Originally published here
In recent years the International Monetary Fund (IMF) and other multilateral institutions have placed an increased emphasis on gender inequality and the need to address it. This trend has peaked since the 17 Sustainable Development Goals (SDGs) were agreed by the international community in 2015. Yet so far, its approach has been largely instrumental, promoting gender equality as a vehicle for achieving increased economic growth, and proposing simplistic solutions like facilitating women’s access to paid jobs. The IMF – like other institutions – has failed to acknowledge that the macroeconomic and tax policy advice it gives to countries reflects and reinforces patriarchal power structures, entrenching, rather than transforming, gender inequality.
Macroeconomic policies, such as taxation, can play a central role in transforming gendered power relations and challenging patriarchal structures and institutions, by facilitating systematic investments in public services, infrastructure and social protection. This should form part of wider strategies to meet national, regional and global commitments on women and girls’ rights, including tackling economic inequality and violence, and the financing of wider development.
Gender responsive tax and expenditure policies should be at the heart of the IMF’s efforts to tackle gender inequality, but they currently are not.

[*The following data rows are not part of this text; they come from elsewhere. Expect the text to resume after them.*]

PR #644, opened 2018-11-01
CJSON bond atom index should start from 0

alesgenova:
In all the `cjson` examples I have seen so far, the atom index in the bonds connection array start from 0

### DIFF
--- a/cclib/io/cjsonwriter.py
+++ b/cclib/io/cjsonwriter.py
@@ -133,8 +133,8 @@ class CJSON(filewriter.Writer):
             cjson_dict['bonds']['connections'] = dict()
             cjson_dict['bonds']['connections']['index'] = []
             for bond in self.bond_connectivities:
-                cjson_dict['bonds']['connections']['index'].append(bond[0] + 1)
-                cjson_dict['bonds']['connections']['index'].append(bond[1] + 1)
+                cjson_dict['bonds']['connections']['index'].append(bond[0])
+                cjson_dict['bonds']['connections']['index'].append(bond[1])
             cjson_dict['bonds']['order'] = [bond[2] for bond in self.bond_connectivities]
 
         if _has_openbabel:
--- a/test/io/testcjsonwriter.py
+++ b/test/io/testcjsonwriter.py
@@ -49,6 +49,13 @@ class CJSONTest(unittest.TestCase):
             sqrt(sum(data.moments[1] ** 2))
         )
 
+        # Ensure the bond connectivity index starts from 0
+        bonds = json_data.get('bonds', None)
+        self.assertIsNotNone(bonds)
+        indices = bonds['connections']['index']
+        self.assertEqual(min(indices), 0)
+        self.assertTrue(max(indices) < number_of_atoms)
+
     def test_zero_dipole_moment(self):
         """Does the CJSON writer handle zero dipole moment correctly?"""
         fpath = os.path.join(__datadir__, "data/GAMESS/basicGAMESS-US2017/C_bigbasis.out")


cclib/io/cjsonwriter.py
```diff
@@ -131,8 +131,8 @@ def as_dict(self):
             cjson_dict['bonds']['connections'] = dict()
             cjson_dict['bonds']['connections']['index'] = []
             for bond in self.bond_connectivities:
-                cjson_dict['bonds']['connections']['index'].append(bond[0] + 1)
-                cjson_dict['bonds']['connections']['index'].append(bond[1] + 1)
+                cjson_dict['bonds']['connections']['index'].append(bond[0])
+                cjson_dict['bonds']['connections']['index'].append(bond[1])
```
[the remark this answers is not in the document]
langner: Since I think `len(bond) == 2`, this can just be `.extend(bond)`.

langner:
> In all the `cjson` examples I have seen so far, the atom index in the bonds connection array start from 0

Thanks, I think you're right. I'll give @berquist or @ATenderholt a day or two to respond in case they have a different opinion.

cclib/io/cjsonwriter.py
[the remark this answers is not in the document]
alesgenova: By looking at the code below, it looks like the length of bond is 3, with `bond[2]` being the bond order

berquist:
I will dig up some examples and check.

berquist:
Here is the CJSON writer code from Avogadro 2:
``` c++
  // Bonds are optional, but if present should be loaded.
  json bonds = jsonRoot["bonds"];
  if (bonds.is_object() && isNumericArray(bonds["connections"]["index"])) {
    json connections = bonds["connections"]["index"];
    for (unsigned int i = 0; i < connections.size() / 2; ++i) {
      molecule.addBond(static_cast<Index>(connections[2 * i]),
                       static_cast<Index>(connections[2 * i + 1]), 1);
    }
    json order = bonds["order"];
    if (isNumericArray(order)) {
      for (unsigned int i = 0; i < molecule.bondCount() && i < order.size();
           ++i) {
        molecule.bond(i).setOrder(static_cast<int>(order[i]));
      }
    }
  }
```
so yes, connectivities start from 0.

For the bond order storage, it is calculated [here](https://github.com/cclib/cclib/blob/5802269656379fcb04977a1824c8e11d88568014/cclib/io/filewriter.py#L109). It just seemed like a simple thing to do at the time, so if there is a better way to do it, please do change it.

langner:
I think this is OK to merge in (extending `[:2]` is OK, but IMO not necessary). But, would you be able to add a unit test check for this index starting from zero?

test/io/testcjsonwriter.py
```diff
@@ -43,5 +43,11 @@ def test_cjson_generation(self):
         number_of_atoms = json_data['properties']['number of atoms']
         self.assertEqual(number_of_atoms, data.natom)
 
+        # Ensure the bond connectivity index starts from 0
+        bonds = json_data.get('bonds', None)
+        self.assertIsNotNone(bonds)
```
berquist: This doesn't check that the index starts at zero. Consider what some example CJSON should look like:
``` json
  "bonds": {
    "connections": {
      "index": [
        0,
        1,
        0,
        2,
        0,
        3,
```

alesgenova: Generally, I don't think the atom with index 0 is guaranteed to be involved in any bond.
That's why my all my test does is to make sure that the larges index used in bond connectivity doesn't exceed the number of atoms.

berquist: While that is true, in the case of our test molecules, 0 will exist in the list, and should be checked, otherwise we aren't actually testing the change in the code. We need to know that it _can_ occur for some example.

alesgenova: @berquist 
Ok, I also added a check to ensure that 0 is indeed part of the connections.

langner:
@berquist is this ready to go?

PR #656, opened 2018-11-20
Fixes for Gaussian98 G3 job from NIST CCCBDB

langner:
These are several minor quick fixes to get this file parsing, with a basic regression test.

In its 2018 publication, How to Operationalize Gender Issues in Country Work, the IMF has recognised for the first time that its macroeconomic policy advice may have ‘differential gender impact[s]… that could exacerbate gender inequality’. However it has not yet effectively systematised the process of investigating the gendered impacts of its policy advice at country level. The guidance note doesn’t mention tax as an area where there are differential impacts, nor has it put forward any guidance on what the alternative policy advice might resemble.
Macroeconomic policies, including taxation and spending, are neither gender neutral nor apolitical. In fact, decisions around how resources are raised, managed and allocated are inherently gendered and political. This is both in terms of who makes the decisions and the ways they impact upon particular countries and groups of women and girls within those countries. In this way, tax is a profoundly feminist issue.
This briefing argues that the IMF must urgently analyse the differentiated impacts of its tax policy advice on men and women, particularly women living in poverty. We believe the IMF should switch its focus away from largely regressive indirect taxes, such as
Value-Added Tax (VAT), towards more progressive taxes that are directly linked to income and wealth, such as Personal Income Tax (PIT), Corporate Income Tax (CIT), Capital Gains Tax (CGT) and Property Tax.
If the IMF was to make its tax policy advice consistent with an objective to reduce gender inequality, then advice should be grounded in evidence for taxes which will be gender-just and progressive and play the most meaningful role in redistributing wealth to ensure the rights of all women and girls are fulfilled. Progressive taxes ensure that individuals as well as businesses with higher incomes pay a higher share of their income or profits in tax. Because gender discrimination means that women generally earn less than men and have less profitable and productive enterprises, a progressive system of taxation would prevent women on low incomes from being locked into, or pushed further into, poverty because of heavy tax payments. It would also support the fulfilment of their wider social and economic rights by funding quality, gender responsive public services, infrastructure and social protection.
Summary recommendations to the IMF and national governments
- The IMF and national governments should contribute towards the creation of an enabling macroeconomic environment for women’s rights by adopting an evidence-based comprehensive approach to defining, identifying and addressing how its taxation and wider policy advice impacts upon different groups of women.
- Minimise and mitigate the regressive impacts of indirect taxes such as VAT and taxes on the informal economy, and commit to pursuing a progressive, gender-just approach to tax that effectively redistributes wealth and contributes to the achievement of women’s rights by taxing those with the most ability to pay.
- Commit to ensuring that tax revenue is allocated and spent in order to meet global commitments on women’s rights, including women’s economic rights and ending violence against women and girls, and that this is done in a way that is democratic, transparent and accountable.